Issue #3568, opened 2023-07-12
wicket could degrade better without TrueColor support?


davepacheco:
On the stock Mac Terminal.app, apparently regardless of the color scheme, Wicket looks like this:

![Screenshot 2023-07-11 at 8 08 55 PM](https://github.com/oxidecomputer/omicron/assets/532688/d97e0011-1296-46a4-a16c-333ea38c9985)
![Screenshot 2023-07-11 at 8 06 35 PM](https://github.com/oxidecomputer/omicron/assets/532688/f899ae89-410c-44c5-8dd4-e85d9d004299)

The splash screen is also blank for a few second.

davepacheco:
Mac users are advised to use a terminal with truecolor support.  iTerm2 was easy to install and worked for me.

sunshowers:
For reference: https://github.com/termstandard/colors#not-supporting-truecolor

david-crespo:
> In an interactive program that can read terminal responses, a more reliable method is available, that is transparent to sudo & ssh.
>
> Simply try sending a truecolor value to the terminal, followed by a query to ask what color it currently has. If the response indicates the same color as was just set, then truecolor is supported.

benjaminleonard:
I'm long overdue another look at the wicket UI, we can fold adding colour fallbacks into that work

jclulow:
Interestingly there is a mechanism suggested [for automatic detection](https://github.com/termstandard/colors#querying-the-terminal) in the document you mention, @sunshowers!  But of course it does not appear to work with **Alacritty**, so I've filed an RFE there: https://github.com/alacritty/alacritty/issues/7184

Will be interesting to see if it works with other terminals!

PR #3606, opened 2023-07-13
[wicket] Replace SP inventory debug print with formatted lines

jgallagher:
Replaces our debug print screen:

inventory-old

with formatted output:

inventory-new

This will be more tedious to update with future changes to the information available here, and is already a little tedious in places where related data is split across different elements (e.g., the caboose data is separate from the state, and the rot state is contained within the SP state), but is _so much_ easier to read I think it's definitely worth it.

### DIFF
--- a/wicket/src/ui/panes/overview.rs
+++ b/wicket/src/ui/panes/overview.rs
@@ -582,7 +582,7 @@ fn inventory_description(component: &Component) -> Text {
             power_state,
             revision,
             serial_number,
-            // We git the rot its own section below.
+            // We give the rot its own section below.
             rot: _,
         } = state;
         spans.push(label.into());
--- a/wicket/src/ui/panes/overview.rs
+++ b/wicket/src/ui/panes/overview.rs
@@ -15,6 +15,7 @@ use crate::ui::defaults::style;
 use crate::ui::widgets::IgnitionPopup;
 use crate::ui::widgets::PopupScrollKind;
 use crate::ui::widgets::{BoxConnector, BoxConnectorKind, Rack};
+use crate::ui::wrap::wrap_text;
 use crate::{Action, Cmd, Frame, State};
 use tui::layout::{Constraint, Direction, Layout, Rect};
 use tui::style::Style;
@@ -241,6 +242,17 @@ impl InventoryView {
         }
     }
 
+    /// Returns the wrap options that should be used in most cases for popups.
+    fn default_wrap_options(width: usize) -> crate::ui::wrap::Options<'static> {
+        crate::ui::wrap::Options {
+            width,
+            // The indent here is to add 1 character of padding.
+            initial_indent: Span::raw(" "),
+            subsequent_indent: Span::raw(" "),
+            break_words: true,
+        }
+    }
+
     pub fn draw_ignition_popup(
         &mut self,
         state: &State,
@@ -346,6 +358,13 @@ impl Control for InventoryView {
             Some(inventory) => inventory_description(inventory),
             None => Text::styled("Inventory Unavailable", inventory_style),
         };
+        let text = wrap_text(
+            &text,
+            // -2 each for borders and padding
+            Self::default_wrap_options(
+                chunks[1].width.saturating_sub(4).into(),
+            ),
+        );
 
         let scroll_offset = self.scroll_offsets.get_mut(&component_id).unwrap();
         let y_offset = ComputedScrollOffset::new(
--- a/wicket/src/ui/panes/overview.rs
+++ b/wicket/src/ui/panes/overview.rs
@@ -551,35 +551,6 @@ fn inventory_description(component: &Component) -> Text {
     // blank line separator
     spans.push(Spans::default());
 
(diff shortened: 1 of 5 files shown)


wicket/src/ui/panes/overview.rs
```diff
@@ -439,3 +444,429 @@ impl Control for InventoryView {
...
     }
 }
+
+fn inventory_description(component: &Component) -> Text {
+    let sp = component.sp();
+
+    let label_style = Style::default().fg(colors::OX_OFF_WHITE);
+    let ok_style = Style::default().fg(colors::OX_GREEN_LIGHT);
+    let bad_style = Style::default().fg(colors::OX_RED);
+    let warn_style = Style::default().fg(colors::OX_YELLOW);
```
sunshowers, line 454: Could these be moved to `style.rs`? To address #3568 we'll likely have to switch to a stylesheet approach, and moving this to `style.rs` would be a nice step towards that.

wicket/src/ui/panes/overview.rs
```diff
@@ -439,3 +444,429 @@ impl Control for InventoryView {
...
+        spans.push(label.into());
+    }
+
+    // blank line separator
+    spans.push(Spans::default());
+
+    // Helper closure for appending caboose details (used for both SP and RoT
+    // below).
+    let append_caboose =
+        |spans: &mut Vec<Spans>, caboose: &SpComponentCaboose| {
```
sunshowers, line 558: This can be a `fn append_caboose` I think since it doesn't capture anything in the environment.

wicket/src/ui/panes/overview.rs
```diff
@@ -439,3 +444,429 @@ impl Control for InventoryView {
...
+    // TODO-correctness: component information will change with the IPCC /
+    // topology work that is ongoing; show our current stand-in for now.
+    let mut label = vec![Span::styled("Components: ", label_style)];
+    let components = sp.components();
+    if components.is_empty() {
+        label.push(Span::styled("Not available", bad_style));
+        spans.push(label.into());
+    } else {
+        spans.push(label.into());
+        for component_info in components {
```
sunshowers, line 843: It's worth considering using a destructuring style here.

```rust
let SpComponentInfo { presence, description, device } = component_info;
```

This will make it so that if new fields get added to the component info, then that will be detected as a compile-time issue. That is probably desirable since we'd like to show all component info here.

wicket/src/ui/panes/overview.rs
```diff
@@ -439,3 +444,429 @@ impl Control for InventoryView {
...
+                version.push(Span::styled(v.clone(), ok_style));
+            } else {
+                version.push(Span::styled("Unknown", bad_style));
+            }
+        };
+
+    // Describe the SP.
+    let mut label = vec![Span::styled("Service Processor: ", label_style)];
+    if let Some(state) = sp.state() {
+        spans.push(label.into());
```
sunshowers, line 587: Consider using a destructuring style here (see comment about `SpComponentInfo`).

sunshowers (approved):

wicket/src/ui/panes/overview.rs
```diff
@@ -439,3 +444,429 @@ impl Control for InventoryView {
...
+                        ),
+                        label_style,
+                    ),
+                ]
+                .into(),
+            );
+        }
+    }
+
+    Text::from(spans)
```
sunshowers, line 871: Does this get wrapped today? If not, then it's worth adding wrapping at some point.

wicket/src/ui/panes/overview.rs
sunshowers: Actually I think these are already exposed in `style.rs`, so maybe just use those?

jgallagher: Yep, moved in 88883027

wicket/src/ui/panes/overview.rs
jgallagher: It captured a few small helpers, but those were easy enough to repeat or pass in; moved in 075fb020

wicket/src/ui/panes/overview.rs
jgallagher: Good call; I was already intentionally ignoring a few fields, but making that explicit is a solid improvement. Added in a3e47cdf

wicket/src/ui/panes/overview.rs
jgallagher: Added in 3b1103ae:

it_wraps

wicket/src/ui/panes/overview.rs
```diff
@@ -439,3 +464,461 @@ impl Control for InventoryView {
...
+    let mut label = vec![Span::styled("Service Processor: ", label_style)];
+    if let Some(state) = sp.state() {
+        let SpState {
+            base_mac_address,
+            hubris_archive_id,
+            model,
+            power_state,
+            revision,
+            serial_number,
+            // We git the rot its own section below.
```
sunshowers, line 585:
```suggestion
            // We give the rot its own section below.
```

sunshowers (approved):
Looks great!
.....
### DIRECTIONS
The answer should consist of every entry, repeated word for word.

### WRITTEN REPLY
Issue #3568, opened 2023-07-12
wicket could degrade better without TrueColor support?


davepacheco:
On the stock Mac Terminal.app, apparently regardless of the color scheme, Wicket looks like this:

![Screenshot 2023-07-11 at 8 08 55 PM](https://github.com/oxidecomputer/omicron/assets/532688/d97e0011-1296-46a4-a16c-333ea38c9985)
![Screenshot 2023-07-11 at 8 06 35 PM](https://github.com/oxidecomputer/omicron/assets/532688/f899ae89-410c-44c5-8dd4-e85d9d004299)

The splash screen is also blank for a few second.

davepacheco:
Mac users are advised to use a terminal with truecolor support.  iTerm2 was easy to install and worked for me.

sunshowers:
For reference: https://github.com/termstandard/colors#not-supporting-truecolor

david-crespo:
> In an interactive program that can read terminal responses, a more reliable method is available, that is transparent to sudo & ssh.
>
> Simply try sending a truecolor value to the terminal, followed by a query to ask what color it currently has. If the response indicates the same color as was just set, then truecolor is supported.

benjaminleonard:
I'm long overdue another look at the wicket UI, we can fold adding colour fallbacks into that work

jclulow:
Interestingly there is a mechanism suggested [for automatic detection](https://github.com/termstandard/colors#querying-the-terminal) in the document you mention, @sunshowers!  But of course it does not appear to work with **Alacritty**, so I've filed an RFE there: https://github.com/alacritty/alacritty/issues/7184

Will be interesting to see if it works with other terminals!

PR #3606, opened 2023-07-13
[wicket] Replace SP inventory debug print with formatted lines

jgallagher:
Replaces our debug print screen:

inventory-old

with formatted output:

inventory-new

This will be more tedious to update with future changes to the information available here, and is already a little tedious in places where related data is split across different elements (e.g., the caboose data is separate from the state, and the rot state is contained within the SP state), but is _so much_ easier to read I think it's definitely worth it.

### DIFF
--- a/wicket/src/ui/panes/overview.rs
+++ b/wicket/src/ui/panes/overview.rs
@@ -582,7 +582,7 @@ fn inventory_description(component: &Component) -> Text {
             power_state,
             revision,
             serial_number,
-            // We git the rot its own section below.
+            // We give the rot its own section below.
             rot: _,
         } = state;
         spans.push(label.into());
--- a/wicket/src/ui/panes/overview.rs
+++ b/wicket/src/ui/panes/overview.rs
@@ -15,6 +15,7 @@ use crate::ui::defaults::style;
 use crate::ui::widgets::IgnitionPopup;
 use crate::ui::widgets::PopupScrollKind;
 use crate::ui::widgets::{BoxConnector, BoxConnectorKind, Rack};
+use crate::ui::wrap::wrap_text;
 use crate::{Action, Cmd, Frame, State};
 use tui::layout::{Constraint, Direction, Layout, Rect};
 use tui::style::Style;
@@ -241,6 +242,17 @@ impl InventoryView {
         }
     }
 
+    /// Returns the wrap options that should be used in most cases for popups.
+    fn default_wrap_options(width: usize) -> crate::ui::wrap::Options<'static> {
+        crate::ui::wrap::Options {
+            width,
+            // The indent here is to add 1 character of padding.
+            initial_indent: Span::raw(" "),
+            subsequent_indent: Span::raw(" "),
+            break_words: true,
+        }
+    }
+
     pub fn draw_ignition_popup(
         &mut self,
         state: &State,
@@ -346,6 +358,13 @@ impl Control for InventoryView {
             Some(inventory) => inventory_description(inventory),
             None => Text::styled("Inventory Unavailable", inventory_style),
         };
+        let text = wrap_text(
+            &text,
+            // -2 each for borders and padding
+            Self::default_wrap_options(
+                chunks[1].width.saturating_sub(4).into(),
+            ),
+        );
 
         let scroll_offset = self.scroll_offsets.get_mut(&component_id).unwrap();
         let y_offset = ComputedScrollOffset::new(
--- a/wicket/src/ui/panes/overview.rs
+++ b/wicket/src/ui/panes/overview.rs
@@ -551,35 +551,6 @@ fn inventory_description(component: &Component) -> Text {
     // blank line separator
     spans.push(Spans::default());
 
(diff shortened: 1 of 5 files shown)


wicket/src/ui/panes/overview.rs
```diff
@@ -439,3 +444,429 @@ impl Control for InventoryView {
...
     }
 }
+
+fn inventory_description(component: &Component) -> Text {
+    let sp = component.sp();
+
+    let label_style = Style::default().fg(colors::OX_OFF_WHITE);
+    let ok_style = Style::default().fg(colors::OX_GREEN_LIGHT);
+    let bad_style = Style::default().fg(colors::OX_RED);
+    let warn_style = Style::default().fg(colors::OX_YELLOW);
```
sunshowers, line 454: Could these be moved to `style.rs`? To address #3568 we'll likely have to switch to a stylesheet approach, and moving this to `style.rs` would be a nice step towards that.

wicket/src/ui/panes/overview.rs
```diff
@@ -439,3 +444,429 @@ impl Control for InventoryView {
...
+        spans.push(label.into());
+    }
+
+    // blank line separator
+    spans.push(Spans::default());
+
+    // Helper closure for appending caboose details (used for both SP and RoT
+    // below).
+    let append_caboose =
+        |spans: &mut Vec<Spans>, caboose: &SpComponentCaboose| {
```
sunshowers, line 558: This can be a `fn append_caboose` I think since it doesn't capture anything in the environment.

wicket/src/ui/panes/overview.rs
```diff
@@ -439,3 +444,429 @@ impl Control for InventoryView {
...
+    // TODO-correctness: component information will change with the IPCC /
+    // topology work that is ongoing; show our current stand-in for now.
+    let mut label = vec![Span::styled("Components: ", label_style)];
+    let components = sp.components();
+    if components.is_empty() {
+        label.push(Span::styled("Not available", bad_style));
+        spans.push(label.into());
+    } else {
+        spans.push(label.into());
+        for component_info in components {
```
sunshowers, line 843: It's worth considering using a destructuring style here.

```rust
let SpComponentInfo { presence, description, device } = component_info;
```

This will make it so that if new fields get added to the component info, then that will be detected as a compile-time issue. That is probably desirable since we'd like to show all component info here.

wicket/src/ui/panes/overview.rs
```diff
@@ -439,3 +444,429 @@ impl Control for InventoryView {
...
+                version.push(Span::styled(v.clone(), ok_style));
+            } else {
+                version.push(Span::styled("Unknown", bad_style));
+            }
+        };
+
+    // Describe the SP.
+    let mut label = vec![Span::styled("Service Processor: ", label_style)];
+    if let Some(state) = sp.state() {
+        spans.push(label.into());
```
sunshowers, line 587: Consider using a destructuring style here (see comment about `SpComponentInfo`).

sunshowers (approved):

wicket/src/ui/panes/overview.rs
```diff
@@ -439,3 +444,429 @@ impl Control for InventoryView {
...
+                        ),
+                        label_style,
+                    ),
+                ]
+                .into(),
+            );
+        }
+    }
+
+    Text::from(spans)
```
sunshowers, line 871: Does this get wrapped today? If not, then it's worth adding wrapping at some point.

wicket/src/ui/panes/overview.rs
sunshowers: Actually I think these are already exposed in `style.rs`, so maybe just use those?

jgallagher: Yep, moved in 88883027

wicket/src/ui/panes/overview.rs
jgallagher: It captured a few small helpers, but those were easy enough to repeat or pass in; moved in 075fb020

wicket/src/ui/panes/overview.rs
jgallagher: Good call; I was already intentionally ignoring a few fields, but making that explicit is a solid improvement. Added in a3e47cdf

wicket/src/ui/panes/overview.rs
jgallagher: Added in 3b1103ae:

it_wraps

wicket/src/ui/panes/overview.rs
```diff
@@ -439,3 +464,461 @@ impl Control for InventoryView {
...
+    let mut label = vec![Span::styled("Service Processor: ", label_style)];
+    if let Some(state) = sp.state() {
+        let SpState {
+            base_mac_address,
+            hubris_archive_id,
+            model,
+            power_state,
+            revision,
+            serial_number,
+            // We git the rot its own section below.
```
sunshowers, line 585:
```suggestion
            // We give the rot its own section below.
```

sunshowers (approved):
Looks great!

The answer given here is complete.